Вечерело. Розовый отблеск залил весь запад неба. Кругом стояла тишина. Во дворе в Торках после отъезда гостей было пусто, глухо, тихо, словно в могиле. Тень от флигеля медленно заливала подворье. Изредка в кронах лип перекликались вороны.

Пани Олимпия ходила по саду. Душа её была смятена, и она искала самых густых уголков, самой тёмной сумеречной чащи, чтобы остаться одной. Но беспокойство догоняло её и там, не давало ни сидеть, ни стоять на месте, гнало дальше.
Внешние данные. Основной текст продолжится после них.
PR #917, opened 2021-02-11
feat: Default tariff zone from location

gorandalum:
If the user is sharing his location, and the location in within a
tariff zone, use this tariff zone as the default tariff zone when
purchasing ticket. Else the default tariff zone will be the first tariff
zone in RemoteConfig.

There was talks about letting the user select tariff zone based on his
nearest stops, to reduce the risk of selecting a initial tariff zone
that does not include the actual stop the user will travel from. This
may be implemented later if necessary.


mikaelbr (approved):
LGTM

cbrevik (approved):

PR #3010, opened 2022-10-19
build: Update register scripts

gorandalum:
The field 'application_version_id' is changed to 'version_name'. In
addition we start using the field 'version_code' for Android, which is
necessary for Play Integrity.

Resolves https://github.com/AtB-AS/kundevendt/issues/2687


Nisha1306 (approved):
✅

rosvik (approved):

Садовник, сидя в своей соломенной будке под раскидистой яблоней и покуривая трубку, следил за ней глазами, как она, словно тень, мелькала то тут, то там в зарослях, входила зачем-то в кусты малины, в ряды молодых вишен, что тонкими ветками били её по лицу и цепляли за волосы, то снова, будто что-то настойчиво отыскивая, шла между ульями, которые когда-то составляли славную торецкую пасеку, а теперь стояли без пчёл, заглядывала под навесы, просовывала руку в щели, водила глазами кругом, словно не отдавая себе отчёта, что делает и чего ищет, — перекрестился, сплюнул и шепнул сам себе:

— Опять мечется, как помешанная!

Он уже какое-то время замечал это её «мечение» и испытывал перед ней какой-то страх, тем более что пани несколько раз проходила мимо него, даже осматривала его будку, но, казалось, вовсе его не замечала или принимала за какой-то неодушевлённый чурбан и никогда не говорила с ним ни слова. Садовнику было странно и то, что обычно только вечерами нападало на пани такое мечение, а днём, вне сада, она была вполне спокойна, разумна и разговорчива.
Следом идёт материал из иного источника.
PR #3011, opened 2022-10-19
feat: sort dashboard departures by distance

rosvik:
closes https://github.com/AtB-AS/kundevendt/issues/2595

«Что-то тут должно быть! — размышлял садовник, водя глазами за пани, что в своём чёрном платье, словно чёрная туча, без шума и треска то появлялась, то исчезала между деревьями, выныривая и пропадая в вечернем сумраке. — Ищет ли она чего-то, или это у неё какая-то слабость? Но если бы искала, то уж нашла бы или кого-то ещё попросила искать. Нет, наверное, это такая планета на неё заходит. Ведь говорят, что есть такие люди... Как на кого такая планета зайдёт, то всё бросит, жену и детей забудет и идёт в свет, сам не знает зачем и куда. Но странно, что её всегда в этом саду такая планета настигает. Наверное, какая-то злая душа наслала на неё».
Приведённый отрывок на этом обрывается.